# Boots



## Mo Mo (Sep 16, 2016)

I am in need of a new pair of hunting boots for winter. I have a pair that I can still use for fall and early spring, but I need a pair for when it's cold. They will be used in the high country as well on the plains in snow and winter conditions. I am not so worried about camo on hunting boots. I am more worried about functionality and comfort. So far I have been looking at two choices. Both have their good and bad points and both of course have the one guy that wrote a review because he destroyed his boots, but blames it on the company that made the boots.

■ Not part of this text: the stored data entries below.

PR #10489, opened 2025-09-17
MVP version of accepting declaration etc. in notify API HTTP200 response

cibelius:
## Description

## Checklist

### DIFF
--- a/packages/events/src/router/event/actions/index.ts
+++ b/packages/events/src/router/event/actions/index.ts
@@ -179,6 +179,9 @@ export async function defaultRequestHandler(
   token: TokenWithBearer,
   event: EventDocument,
   configuration: EventConfig,
+  // @todo: would be neat to improve the type for inputSchema & actionConfirmationResponseSchema all around
+  // eslint-disable-next-line @typescript-eslint/no-explicit-any
+  inputSchema: z.ZodObject<any>,
   actionConfirmationResponseSchema?: z.ZodType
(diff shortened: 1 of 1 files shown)


packages/events/src/router/event/actions/index.ts
```diff
@@ -217,12 +220,20 @@ export async function defaultRequestHandler(
...
 
+  let parsedInput
+
   // If we immediately get a success response, we mark the action as succeeded
   // and also validate the payload received from the notify API
   if (responseStatus === ActionConfirmationResponse.Success) {
     status = ActionStatus.Accepted
+    parsedInput = inputSchema.partial().parse(body)
+
+    // @todo: should parsedInput be also validated with the same validation as in 'middleware.validateAction()'? I'm not sure!
```
naftis, line 231: It (atleast) opens a problem with annotations - lets say you return something that eventually validates into [validateDeclarationUpdateAction](https://github.com/opencrvs/opencrvs-core/blob/b00558dec814a42ff868c334a6dc1f157789f701/packages/events/src/router/middleware/validate/index.ts#L112). We would need to pass something like `allowPartial` to `validateAction` which again passes it to the previously mentioned function, and then bypasses annotations.

This was the issue with `.accept` / `.reject` as well. With `200 OK` it can be easier to pass the original action back to core though as is, but then again, it makes sense to have both the accept and 200 OK API's similar.

Issue #9479, opened 2025-05-07
Custom validation errors for missing 'required' fields


cibelius:
Currently all failing 'required' validations for fields will result in error 'Required for registering'. This does not make sense in all flows, since you might not always be registering something, you could be e.g. printing the certificate.

For example on this flow, the errors should match the ones on V1:

<img width="1172" alt="Image" src="https://github.com/user-attachments/assets/55898e35-2880-4e70-bb90-f9bf0b13ae3f" />
<img width="1678" alt="Image" src="https://github.com/user-attachments/assets/6b150139-a20d-4cb4-8465-fd05a0b996a6" />

rikukissa:
@tareq89 I'm seeing all required errors as "Required" in https://register.events-v2-test-environment.e2e-k8s.opencrvs.dev/
Is this just because everything is current configured as that text or for some other reason? How can I Validate this works?

<img width="1128" height="928" alt="Image" src="https://github.com/user-attachments/assets/176a0340-a76a-4be9-87cf-4d7028da1368" />

PR #10508, opened 2025-09-18
Add support for custom required message in in field config required schema

tareq89:
https://github.com/opencrvs/opencrvs-core/issues/9479

This PR updates the validation schema for the `required` field to support **custom error messages** while keeping backward compatibility with boolean values.  

---

## 🔄 What Changed
- `required` can now be:
  - ✅ A boolean (`true` / `false`)
  - 📝 An object with a `message` property, used as a custom validation message  

---
Screenshot 2025-09-18 at 9 17 01 PM

## 💡 Example Usage

```ts
const commonConfigs = {
  id: 'collector.requesterId',
  type: FieldType.SELECT,
  required: {
    message: {
      defaultMessage: 'Please select who is collecting the certificate',
      description: 'This is the error message for required requester',
      id: 'event.birth.action.certificate.form.section.requester.error'
    }
  },
  label: requesterLabel
}
```

- ❌ Invalid case (message missing)
```ts
required: {}
```

---

## 🛠 Why
This makes the schema more flexible by allowing developers to define per-field **custom required messages** while keeping the existing `boolean` usage intact.  

---

## Checklist

### DIFF
--- a/packages/client/src/v2-events/components/forms/FormFieldGenerator/FormFieldGenerator.interaction.stories.tsx
+++ b/packages/client/src/v2-events/components/forms/FormFieldGenerator/FormFieldGenerator.interaction.stories.tsx
@@ -11,8 +11,9 @@
 
 import type { Meta, StoryObj } from '@storybook/react'
 import { expect, fireEvent, fn, userEvent, within } from '@storybook/test'
-import React from 'react'
+import React, { useState } from 'react'
 import styled from 'styled-components'
+import { noop } from 'lodash'
 import {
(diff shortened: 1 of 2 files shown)


cibelius (commented):
We should add storybook tests for this!

Also should we go through the birth and death forms and update the errors to match v1 forms? It's quite a large task, so we can decide if we want to do it now or create a new issue about it.

rikukissa (approved):
👍

Zangetsu101 (approved):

#1 - LL Bean Snow Boots, waterproof, rated to -45, lifetime warranty, ok tread

#2 - Sorel Conquest boots, water proof, rated to -40, 1 year warranty, good tread/ better traction

If anyone has any others I should look at, please let me know.


----------



## dwtrees (Mar 5, 2012)

I bought a pair of Kenetrek boots that are not insulated for nice weather use and found out they are the best boot I have ever had. I have had Red Wings, Rockys, Danners Irish Setters, and a few others. To date I would have to say the Kenetrek boots are the most comfortable to walk in over rough ground. They have a fiberglass piece in the bottom that makes them very rigid so it takes a lot to break them in but they are worth every cent they cost. They are very expensive boots though. If you have the money, I would highly recommend you look at them.


----------



## hassell (Feb 9, 2010)

Baffin boots, best liner out there, though I don't like how they have changed the composition of there sole material but all companies have gone off shore and done it.


----------



## Ruger (Jan 22, 2011)

I agree Hassel, I like my Baffin's, I don't where them a whole lot except when I really need them. But my feet have never been cold and they are comfortable.


----------



## hassell (Feb 9, 2010)

Don't have to wear socks with them.


----------



## knapper (Feb 5, 2010)

If you have a boot but need new liners I pick Wiggys, they are made in Colorado. You can put them in about anything with liners that are removable and they work the best of anything I have used. I went to Nicks boots and have been wearing them ever scince.


----------



## hassell (Feb 9, 2010)

knapper said:


> If you have a boot but need new liners I pick Wiggys, they are made in Colorado. You can put them in about anything with liners that are removable and they work the best of anything I have used. I went to Nicks boots and have been wearing them ever scince.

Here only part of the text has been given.